Un centre de théologie islamique ouvre ses portes à Tübingen
Annette Schavan, ministre fédérale de l’Éducation et de la Recherche, a inauguré lundi le Centre de théologie islamique de l’Université de Tübingen. Son ministère a consacré au total 20 millions d’euros à cette structure et à trois autres instituts qui doivent voir le jour à Münster/Osnabrück, Frankfurt/Gießen et Erlangen/Nuremberg. Ces centres auront pour mission de former des professeurs de religion islamique, des chercheurs en théologie islamique et d’autres spécialistes de la religion, par exemple des imams pour les mosquées.
Ces prochaines années, il faudra faire appel à 2 000 enseignants pour former quelque 700 000 étudiants musulmans. À Tübingen, la première promotion du cursus « Théologie islamique » compte 36 inscrits pour le semestre d’hiver 2011/2012.
« Nous voulons mettre à profit l’expérience des universités allemandes en matière de théologie pour œuvrer au développement de la théologie islamique », a déclaré Mme Schavan. « Je suis convaincue que cette étape jouera un rôle important pour l’intégration. » En outre, le nouveau centre devrait contribuer à « promouvoir le dialogue avec les religions chrétiennes », estime la ministre.

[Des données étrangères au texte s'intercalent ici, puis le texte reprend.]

Issue #173, opened 2023-07-26
gdb `show version` times out with JDK 21+32 and latest `graal/master`


zakkak:
CI runs fail due to `show version` command timing out (see https://github.com/Karm/mandrel-integration-tests/issues/168#issuecomment-1651134484)

Augmenting mandrel-integration-tests with https://github.com/Karm/mandrel-integration-tests/pull/172, I see that `show version` takes ~15s:

```
show version


Command took 15001 ms
```

What's really interesting is that the next command which is setting a breakpoint and should be the one taking ~15s only takes 1s

```
b ConfigTestController.java:33


Command took 1000 ms

(gdb) Breakpoint 1 at 0x40e806: file com/example/quarkus/config/ConfigTestController.java, line 33.
```

zakkak:
OK, so the 15s are actually spent in the first command `gdb ./target/quarkus-runner` but since the buffer matches the expected pattern before the completion of the command `waitForBufferToMatch` returns faster and then it appears like `show version` is taking these 15s.

PR #174, opened 2023-07-26
Improve handling of gdb commands

zakkak:
Instead of waiting till the gdb output matches the expected command or timeouts, wait for the command to complete (or timeout), i.e. for the prompt to appear. This way if a command prints the expected output but doesn't complete, it's execution time is not being counted by the next `waitForBufferToMatch` invocation, additionally if the command completes but doesn't return the expected result we don't have to wait for the timeout. Furthermore, we can enhance the logging to see if the command timed out or completed but without matching the expected output.

To ensure the prompt appears consistently across gdb versions after every command we use the GDB/MI mode, i.e. the "--interpreter=mi" option.

Closes https://github.com/Karm/mandrel-integration-tests/issues/173

### DIFF
--- a/testsuite/src/it/java/org/graalvm/tests/integration/DebugSymbolsTest.java
+++ b/testsuite/src/it/java/org/graalvm/tests/integration/DebugSymbolsTest.java
@@ -135,7 +135,7 @@ public class DebugSymbolsTest {
             // We should somehow capture this semantically in an Enum or something. This is fragile...
             builderRoutine(app.buildAndRunCmds.cmds.length - 2, app, report, cn, mn, appDir, processLog, null, switches);
 
-            final ProcessBuilder processBuilder = new ProcessBuilder(getRunCommand("gdb", "./target/debug-symbols-smoke"));
+            final ProcessBuilder processBuilder = new ProcessBuilder(getRunCommand("gdb", "--interpreter=mi", "./target/debug-symbols-smoke"));
             final Map<String, String> envA = processBuilder.environment();
             envA.put("PATH", System.getenv("PATH"));
             processBuilder.directory(appDir)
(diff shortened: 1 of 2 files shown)


zakkak:
As a side effect, GDB/MI also gives more informative output in case of failures, e.g. in https://github.com/Karm/mandrel-integration-tests/actions/runs/5669589091/job/15362638665?pr=174#step:5:1268

it shows:

```
Command 'bt' did not match the expected pattern '.*at org/acme/vertx/Fruit.java:48.*'.
Output was:
"bt
""Selected thread is running.
"^error,msg="Selected thread is running."(gdb)  ==> expected: <true> but was: <false>
```

Which is an indication that the breakpoint was not hit maybe because of the race condition described in https://github.com/Karm/mandrel-integration-tests/blob/5eace8d7031a241d3fb9f4a2b64cb083a8556198/testsuite/src/it/java/org/graalvm/tests/integration/DebugSymbolsTest.java#L405

(I am rerunning the failed job to see if the issue is persistent)

Karm:
My only concern is that it breaks on older gdb, but lets move forward and merge and we can attend to that later as I don't have any apparent failure at hand now.

zakkak:
> My only concern is that it breaks on older gdb, but lets move forward and merge and we can attend to that later as I don't have any apparent failure at hand now.

There is the option to make it more backwards friendly by passing `--interpreter=mi2`:

```
mi

    The newest GDB/MI interface (currently mi3). Used primarily by programs wishing to use GDB as a backend for a debugger GUI or an IDE. For more information, see [The GDB/MI Interface](https://sourceware.org/gdb/onlinedocs/gdb/GDB_002fMI.html#GDB_002fMI).
mi3

    The GDB/MI interface introduced in GDB 9.1.
mi2

    The GDB/MI interface introduced in GDB 6.0.
mi1

    The GDB/MI interface introduced in GDB 5.1.
```

If you see any failure let me know on which gdb version it was.

PR #176, opened 2023-08-08
Smart getProperty(... was too smart with container runtime property

Karm:
Regression caused by fed26dd, happens for some *podman* settings on command line, e.g. 
```
mvn clean verify -Ptestsuite-builder-image -Dquarkus.version=3.2.3.Final -Dquarkus.native.container-runtime=podman
```

must work too. Not just QUARKUS_NATIVE_CONTAINER_RUNTIME env prop.


jerboaa (approved):
LGTM, but this transformation of alternative names takes a mental toll :-/ I've once run into this weirdness myself.

PR #171, opened 2023-07-24
Update Quarkus and Mandrel versions in CI workflows

zakkak:

PR #177, opened 2023-08-09
aarch64 VMs: Slower containers, GDB timeouts, Postgress 10 not for v8 aarch64

Karm:
e.g. 
```
FAIL_ON_PERF_REGRESSION=false mvn clean verify -Ptestsuite-builder-image -Dtest=DebugSymbolsTest#debugSymbolsQuarkusContainer -Dquarkus.native.builder-image=quay.io/quarkus/ubi-quarkus-mandrel-builder-image:jdk-17 -Dquarkus.version=3.2.3.Final
```

Also a follow up to #175


testsuite/src/it/java/org/graalvm/tests/integration/utils/GDBSession.java
```diff
@@ -233,12 +235,13 @@ public CP[] get(boolean inContainer) {
     DEBUG_QUARKUS_FULL_MICROPROFILE {
         @Override
         public CP[] get(boolean inContainer) {
+            // The huge timeout is needed because it takes a very long time to set a breakpoint, even after: https://github.com/graalvm/mandrel/pull/545
+            final int increasedTimeout = (UsedVersion.getVersion(inContainer).compareTo(Version.create(23, 0, 0)) >= 0) ? 60 : DEFAULT_TIMEOUT_SECONDS;
```
jerboaa, line 239: Could you please do me a favour and measure the time it takes for the breakpoint to hit with something like this:

```
gdb -ex 'set breakpoint pending on' -ex 'set debuginfod enabled off' -ex "set \$starttime=$(date +%s.%N)" -ex 'b ConfigTestController.java:33' -ex 'shell echo set \$endtime=$(date +%s.%N) > ~/gdbtmp.txt' -ex 'source ~/gdbtmp.txt' -ex 'print $endtime-$starttime'  quarkus-runner
```

I'd like to see which numbers we get on various systems.

testsuite/src/it/java/org/graalvm/tests/integration/DebugSymbolsTest.java
```diff
@@ -410,7 +411,10 @@ public static void carryOutGDBSession(StringBuffer stringBuffer, GDBSession gdbS
                                 Thread.sleep(100);
                             } while (gotoException != null && tryCount > 0);
                             if (gotoException != null) {
-                                fail("Unexpected GOTO failure: ", gotoException);
+                                errorQueue.add("Unexpected GOTO URL " + cp.c.split("URL ")[1] + " failure: " + gotoException.fillInStackTrace().toString());
+                            }
+                            if (MAX_GOTO_TRIES - tryCount < MAX_GOTO_TRIES - 2 && Commands.FAIL_ON_PERF_REGRESSION) {
```
jerboaa, line 416: Why this magic `- 2`? How about simplifying this condition to `tryCount > 2` and replace `2` with a constant?

jerboaa (commented):
A few questions :)

testsuite/src/it/java/org/graalvm/tests/integration/DebugSymbolsTest.java
Karm: Makes sense, Will amend. 

I am not sure what is reasonable here, hence magic numbers experimentation.
What would you suggest? 
The breakpoint should be set already at that time (slow). So why hitting it is so much slower now than before? With 100ms we are already at 100x :-D of what it would take to serve the page without debug session going on.

My point is not to nitpick on milliseconds. I am genuinely worried that if a giant timeout of 200m is not enough and we need 500ms+ here for such a test app, it actually might become unusable for a production, big app where attaching to a live system and clicking through app would cause browser to time out before hitting the breakpoint....

Karm:
@jerboaa 

1) gdb numbers across our various tests systems:
WIP

2) Amending the timeouts:
The latest commit takes the GOTO URL for hitting web app url during gdb session for a different approach using timeout, not trials. I also removed the FAIL_ON_PERF_REGRESSION check.  I.e. less magic I hope.

Karm:
The #171 has an incorrect exclusion matrix, e.g. 

```
Error: [ERROR] 	[error]: Build step io.quarkus.deployment.pkg.steps.NativeImageBuildStep#build threw an exception: java.lang.IllegalStateException: Out of date version of GraalVM detected: native-image 17.0.8 2023-07-18. Quarkus currently supports 22.3.0. Please upgrade GraalVM to this version.
```
trying to run Q 2.16 with M 23 on Windows.

jerboaa:
> trying to run Q 2.16 with M 23 on Windows.

OK. Let's fix this first and then we have a better idea about the state of this PR. Sound good?

testsuite/src/it/java/org/graalvm/tests/integration/DebugSymbolsTest.java
jerboaa: Not sure if debugging and attaching to production workloads is the primary goal of the debug info work. IMO it's more for expert developers trying to fix a bug in native code (outside production).

Karm:
Hmm, looks like we are also hit by something quite unrelated here;
```
 Error:    RuntimesSmokeTest.quarkusEncodingIssues:212->testRuntime:166 build-and-run.log log should not contain error or warning lines that are not whitelisted. See /home/runner/work/mandrel-integration-tests/mandrel-integration-tests/ts/testsuite/target/archived-logs/org.graalvm.tests.integration.RuntimesSmokeTest/quarkusEncodingIssues/build-and-run.log and check these offending lines: 
Warning:  Checksum validation failed, expected 2811ba27a71a8bda0602161ffe2f6e1429da8068 but is 36257165a0945753efb3f9d473d86c6f4c6c6f6e from google-maven-central for https://maven-central.storage-download.googleapis.com/maven2/org/jboss/arquillian/arquillian-bom/1.7.0.Final/arquillian-bom-1.7.0.Final.pom
Warning:  Could not validate integrity of download from https://maven-central.storage-download.googleapis.com/maven2/org/jboss/arquillian/arquillian-bom/1.7.0.Final/arquillian-bom-1.7.0.Final.pom
```

I'll bump Q version...

Karm:
This:

```
    strategy:
      fail-fast: false
      matrix:
        os: [ ubuntu-20.04 ]
        include:
          - quarkus-version: '2.13.8.Final'
            mandrel-builder-image: '22.3-java17'
          - quarkus-version: '2.16.8.Final'
            mandrel-builder-image: '22.3-java17'
          - quarkus-version: '3.2.2.Final'
            mandrel-builder-image: 'jdk-17'
```

Makes only the last line run.  I will revert to the previous older matrix format.

Karm:
Fighting GHA aside, I can confirm that the 23.0 passes GDB tests also on slow aarch64 VMs now with this branch.

.github/workflows/builder_image_tests.yml
```diff
@@ -25,12 +26,16 @@ jobs:
       matrix:
         os: [ ubuntu-20.04 ]
         include:
+          - quarkus-version: '2.7.7.Final'
+            mandrel-builder-image: '21.3-java17'
```
jerboaa, line 30: Those two lines can probably go. It's EOL.

jerboaa (approved):
Seems OK. Consider removing 21.3 + 2.7 Q combinations.

.github/workflows/builder_image_tests.yml
Karm: as long as you can pick it here... https://code.quarkus.redhat.com/  (top dropdown)

jerboaa:
Some CI failures don't seem to cope well with extra output. Example from [here](https://github.com/Karm/mandrel-integration-tests/actions/runs/5833583288/job/15821335331?pr=177#step:8:2556):

```
There were errors in the GDB session. Note that commands in the session might depend on each other. Errors: 
Command 'b ConfigTestController.java:33' did not match the expected pattern '.*Breakpoint 1 at .*: file com/example/quarkus/config/ConfigTestController.java, line 33.*'.
Output was:
"b ConfigTestController.java:33
", 
Command 'run&' did not match the expected pattern '.*Installed features:.*'.
Output was:
Breakpoint 1 at 0x40e766: file com/example/quarkus/config/ConfigTestController.java, line 33.
breakpoint-created,bkpt={number="1",type="breakpoint",disp="keep",enabled="y",addr="0x000000000040e766",func="com.example.quarkus.config.ConfigTestController::getLookupConfigValue()",file="com/example/quarkus/config/ConfigTestController.java",fullname="/home/runner/work/mandrel-integration-tests/mandrel-integration-tests/ts/apps/quarkus-full-microprofile/target/quarkus-native-image-source-jar/sources/com/example/quarkus/config/ConfigTestController.java",line="33",thread-groups=["i1"],times="0",original-location="ConfigTestController.java:33"}^done(gdb) "run&
"Starting program: /home/runner/work/mandrel-integration-tests/mandrel-integration-tests/ts/apps/quarkus-full-microprofile/target/quarkus-runner 
thread-group-started,id="i1",pid="16284"thread-created,id="1",group-id="i1", 
Unexpected GOTO URL http://localhost:8080/data/config/lookup failure in 60034ms, see: java.net.ConnectException: Connection refused ==> expected: <true> but was: <false>
	at org.graalvm.tests.integration.DebugSymbolsTest.carryOutGDBSession(DebugSymbolsTest.java:452)
	at org.graalvm.tests.integration.DebugSymbolsTest.debugSymbolsQuarkus(DebugSymbolsTest.java:263)
```

Line is there:

```
Breakpoint 1 at 0x40e766: file com/example/quarkus/config/ConfigTestController.java, line 33.
```

but has extra output...

Karm:
@jerboaa It is timing on GHA.

```
$ export JAVA_HOME=/home/karm/workspaceRH/mandrel-release/mandrel-java20-23.0.1.2-Final;export GRAALVM_HOME=${JAVA_HOME};export PATH=${JAVA_HOME}/bin:${PATH}
$ mvn clean verify -Ptestsuite -DincludeTags=reproducers,perfcheck,runtimes -Dquarkus.version=3.2.3.Final
<SNIP>
[INFO] Native image integration TS ........................ SUCCESS [  0.105 s]
[INFO] testsuite .......................................... SUCCESS [27:34 min]
[INFO] ------------------------------------------------------------------------
[INFO] BUILD SUCCESS
[INFO] ------------------------------------------------------------------------
[INFO] Total time:  27:35 min
[INFO] Finished at: 2023-08-11T22:07:56+02:00
[INFO] ------------------------------------------------------------------------
```

The question is how to make it more resilient to that. Apparently the crude timeout per gdb command ain't enough. The text appears in the StringBuffer but is never checked again...?

Karm:
Re-running those two failed...

Karm:
I am not giving up : ) 

When I use my local Ubuntu VM and set it to 2 vCPU and 8G RAM, I can reproduce the issue:

```
INFO] 
[INFO] Results:
[INFO] 
[ERROR] Failures: 
[ERROR]   DebugSymbolsTest.debugSymbolsQuarkus:263->carryOutGDBSession:452 There were errors in the GDB session. Note that commands in the session might depend on each other. Errors: 
Command 'run&' did not match the expected pattern '.*Installed features:.*'.
Output was:
"run&
"Starting program: /home/karm/mandrel-integration-tests/apps/quarkus-full-microprofile/target/quarkus-runner 
thread-group-started,id="i1",pid="6539"thread-created,id="1",group-id="i1"library-loaded,id="/lib64/ld-linux-x86-64.so.2",target-name="/lib64/ld-linux-x86-64.so.2",host-name="/lib64/ld-linux-x86-64.so.2",symbols-loaded="0",thread-group="i1",ranges=[{from="0x00007ffff7fc5090",to="0x00007ffff7fee335"}]^running*running,thread-id="all"(gdb) library-loaded,id="/lib/x86_64-linux-gnu/libz.so.1",target-name="/lib/x86_64-linux-gnu/libz.so.1",host-name="/lib/x86_64-linux-gnu/libz.so.1",symbols-loaded="0",thread-group="i1",ranges=[{from="0x00007ffff7f92280",to="0x00007ffff7fa2c14"}]library-loaded,id="/lib/x86_64-linux-gnu/libc.so.6",target-name="/lib/x86_64-linux-gnu/libc.so.6",host-name="/lib/x86_64-linux-gnu/libc.so.6",symbols-loaded="0",thread-group="i1",ranges=[{from="0x00007ffff7c28700",to="0x00007ffff7dbaabd"}][Thread debugging using libthread_db enabled]
Using host libthread_db library "/lib/x86_64-linux-gnu/libthread_db.so.1".
 ==> expected: <true> but was: <false>
[INFO] 
[ERROR] Tests run: 1, Failures: 1, Errors: 0, Skipped: 0
```

When I run it locally on my CentOS 8 Stream workstation (12 cores, 32G RAM), I cannot reproduce it any more.

So I will keep poking at it until it's reliable.

Karm:
I think the problem is that `run&` command immediately returns and that different gdb versions decide differently when to spit output, see the key difference beginning line 84:

https://editor.mergely.com/u0uC749D

On my fast CentOS system on the right, the output fed immediately after the `run&` command contains the expected string about Installed features, marking Quarkus is started.
On the left panel, the somewhat feeble 2 vCPU Ubuntu VM, with a much different gdb version, does not spit any such output until a next command, `bt` is called. Hence the parsing fails.

I will try to jam some no-op command in the session to see if we could make it spit all the output sooner.

Karm:
As I play with it, I'd put out there an idea that intermittently, clearly due to some race condition, debugged Quarkus app does not get into a correct state where it would be able to serve webpages at all, i.e. it keeps turning Connection Refused even minutes after 'run&' command executed.  Sometimes.

testsuite/src/it/java/org/graalvm/tests/integration/DebugSymbolsTest.java
```diff
@@ -161,12 +167,14 @@ public void debugSymbolsSmokeGDB(TestInfo testInfo) throws IOException, Interrup
             try (BufferedWriter writer = new BufferedWriter(new OutputStreamWriter(process.getOutputStream()))) {
                 Logs.appendlnSection(report, appDir.getAbsolutePath());
                 Logs.appendln(report, String.join(" ", processBuilder.command()));
+                final long increasedTimeoutMs = (UsedVersion.getVersion(false)
+                        .compareTo(Version.create(23, 0, 0)) >= 0) ? CMD_LONG_TIMEOUT_MS : CMD_DEFAULT_TIMEOUT_MS;
                 boolean result = waitForBufferToMatch(report, stringBuffer,
                         Pattern.compile(".*Reading symbols from.*", Pattern.DOTALL),
-                        3000, 500, TimeUnit.MILLISECONDS);
+                        increasedTimeoutMs, 500, TimeUnit.MILLISECONDS); // Time unit s the same for timeout and sleep.
```
zakkak, line 174:
```suggestion
                        increasedTimeoutMs, 500, TimeUnit.MILLISECONDS); // Time unit is the same for timeout and sleep.
```

testsuite/src/it/java/org/graalvm/tests/integration/DebugSymbolsTest.java
```diff
@@ -231,9 +239,11 @@ public void debugSymbolsQuarkus(TestInfo testInfo) throws IOException, Interrupt
 
             Logs.appendlnSection(report, appDir.getAbsolutePath());
             Logs.appendln(report, String.join(" ", processBuilder.command()));
+            final long increasedTimeoutMs = (UsedVersion.getVersion(false)
+                    .compareTo(Version.create(23, 0, 0)) >= 0) ? CMD_LONG_TIMEOUT_MS : CMD_DEFAULT_TIMEOUT_MS;
             boolean result = waitForBufferToMatch(report, stringBuffer,
                     Pattern.compile(".*Reading symbols from.*", Pattern.DOTALL),
-                    60000, 500, TimeUnit.MILLISECONDS);
+                    increasedTimeoutMs, 500, TimeUnit.MILLISECONDS); // Time unit s the same for timeout and sleep.
```
zakkak, line 246:
```suggestion
                    increasedTimeoutMs, 500, TimeUnit.MILLISECONDS); // Time unit is the same for timeout and sleep.
```

testsuite/src/it/java/org/graalvm/tests/integration/DebugSymbolsTest.java
```diff
@@ -341,13 +351,14 @@ public void debugSymbolsQuarkusContainer(TestInfo testInfo) throws IOException,
             try (BufferedWriter writer = new BufferedWriter(new OutputStreamWriter(gdbProcess.getOutputStream()))) {
                 Logs.appendlnSection(report, appDir.getAbsolutePath());
                 Logs.appendln(report, String.join(" ", processBuilder.command()));
+                final long increasedTimeoutMs = (UsedVersion.getVersion(true)
+                        .compareTo(Version.create(23, 0, 0)) >= 0) ? CMD_LONG_TIMEOUT_MS : CMD_DEFAULT_TIMEOUT_MS;
                 boolean result = waitForBufferToMatch(report, stringBuffer,
                         Pattern.compile(".*Reading symbols from.*", Pattern.DOTALL),
-                        3000, 500, TimeUnit.MILLISECONDS);
+                        increasedTimeoutMs, 500, TimeUnit.MILLISECONDS); // Time unit s the same for timeout and sleep.
```
zakkak, line 358:
```suggestion
                        increasedTimeoutMs, 500, TimeUnit.MILLISECONDS); // Time unit is the same for timeout and sleep.
```

testsuite/src/it/java/org/graalvm/tests/integration/DebugSymbolsTest.java
zakkak, line 174: Once concern I have with having a global timeout is that we might miss slow downs that affect different tests. E.g., at the moment the only affected test (that requires much longer time to start) is the quarkus-microprofile, by increasing the timeout for all tests we might miss the opportunity to notice a slow down in other tests.

Karm: That is false, it's all Quarkus tests, i.e. both Microprofile and Vert.x one.
+1 for making it more fine grained when we get it working at least with what we have.

Karm:
@zakkak  I don't know... 

```
Unexpected GOTO URL http://localhost:8080/data/config/lookup failure in 300014ms, see: java.net.SocketTimeoutException: Connect timed out
```

zakkak:
Looking at the logs I see that `gdb` starts fine in 18505ms. Then spents 500ms to show the version, Then 54012ms to set the breakpoint and another 500ms to `run` the application and interestingly it stops at the breakpoint, which is an indication that the application and gdb behave as expected !?

testsuite/src/it/java/org/graalvm/tests/integration/DebugSymbolsTest.java
```diff
@@ -397,26 +414,33 @@ public static void carryOutGDBSession(StringBuffer stringBuffer, GDBSession gdbS
                                     final String url = cp.c.split("URL ")[1];
                                     final String content = WebpageTester.getUrlContents(url);
                                     if (!cp.p.matcher(content).matches()) {
-                                        errorQueue.add("Content of URL " + url + " should have matched regexp " + cp.p.pattern() + " but it was this: " + content);
+                                        errorQueue.add("Content of URL " + url + " should have matched regexp " + cp.p.pattern() +
+                                                " but it was this: " + content);
                                     }
+                                    gotoException = null;
```
zakkak, line 420:
```suggestion
```

testsuite/src/it/java/org/graalvm/tests/integration/DebugSymbolsTest.java
```diff
@@ -397,26 +414,33 @@ public static void carryOutGDBSession(StringBuffer stringBuffer, GDBSession gdbS
...
                                 }
                             };
-                            int tryCount = MAX_GOTO_TRIES;
+                            final long gotoURLStart = System.currentTimeMillis();
+                            final long timeoutMs = (UsedVersion.getVersion(inContainer)
+                                    .compareTo(Version.create(23, 0, 0)) >= 0) ? LONG_GOTO_URL_TIMEOUT_MS : GOTO_URL_TIMEOUT_MS;
+                            long duration = 0;
                             do {
-                                tryCount--;
                                 esvc.submit(webRequest);
```
zakkak, line 430:
```suggestion
                                gotoException = null;
                                esvc.submit(webRequest);
```

Reset `gotoException` from the `main` thread and only allow it to be `set` by the request thread. This way we can't have multiple threads running at the same time and altering the variable.

Right now we can have main spawn a request `T1` which will fail, then `main` will spawn a new request `T2` while keeping the `gotoException` set. Assuming `T2` succeeds, it will hit the breakpoint which takes more than `GOTO_URL_SLEEP_MS`. As a result `T2` is still active but hasn't reset `gotoException`, `main` doesn't wait for it and keeps spawning `T3`, `T4`, etc. which all fail and constantly set `gotoException` possibly overriding `T2`'s reset when it completes.

zakkak (changes requested):

Karm:
@zakkak Is it a Firefox glitch or are all check finally green? :-) 

Let me know if you are O.K. with the solution. I have a strong feeling it could be drastically simplified.  On the other hand, I am happy I finally know what's going on...

testsuite/src/it/java/org/graalvm/tests/integration/DebugSymbolsTest.java
Karm: You are correct. It was exactly this problem.

testsuite/src/it/java/org/graalvm/tests/integration/utils/versions/UsedVersion.java
```diff
@@ -149,14 +149,16 @@ static MVersion parse(List<String> lines) {
...
                 VersionBuilder builder = new VersionBuilder();
-                return builder.jdkUsesSysLibs(false /* not implemented */)
-                       .beta("" /* not implemented */)
-                       .jdkFeature(v.feature())
-                       .jdkInterim(v.interim())
-                       .jdkUpdate(v.update())
-                       .version(vers)
-                       .build();
+                return builder
+                        .jdkUsesSysLibs(lastLine.contains("-LTS"))
```
jerboaa, line 155: I don't think this will be necessarily true. `LTS` in the version output `!=` whether or not system libs are being used. It seems safe to assume that lastest releases no longer use system libs. Not sure if this condition still has any meaningful value.

jerboaa (approved):
Seems OK to me and better to what we have live currently.

zakkak (approved):
LGTM, thanks @Karm

testsuite/src/it/java/org/graalvm/tests/integration/utils/versions/UsedVersion.java
Karm: It is used to distinguish Mandrel based on Red Hat build of OpenJDK that has this different sys libs behavior from other distros.

Karm: @jerboaa i.e. with "LTS" in there, we skip doing hashsum checks due to slightly different anti aliasing on fonts...
https://github.com/Karm/mandrel-integration-tests/blob/master/testsuite/src/it/java/org/graalvm/tests/integration/AppReproducersTest.java#L583

While I am writing this, I wonder if it's something to be revisited again...  (not in this PR though I guess)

Dans un premier temps, le ministère fédéral de l’Éducation et de la Recherche allouera au centre de Tübingen environ quatre millions d’euros échelonnés sur cinq ans pour financer des chaires de professeur, divers postes salariés ainsi que des bourses pour les jeunes chercheurs. Le premier professeur nommé à l’institut est Omar Hamdan, spécialiste du Coran. Né en 1963, Omar Hamdan a suivi un cursus d’études arabes et d’islamologie à Jérusalem, avant de se consacrer à la théologie comparée à Tübingen. Lire la suite…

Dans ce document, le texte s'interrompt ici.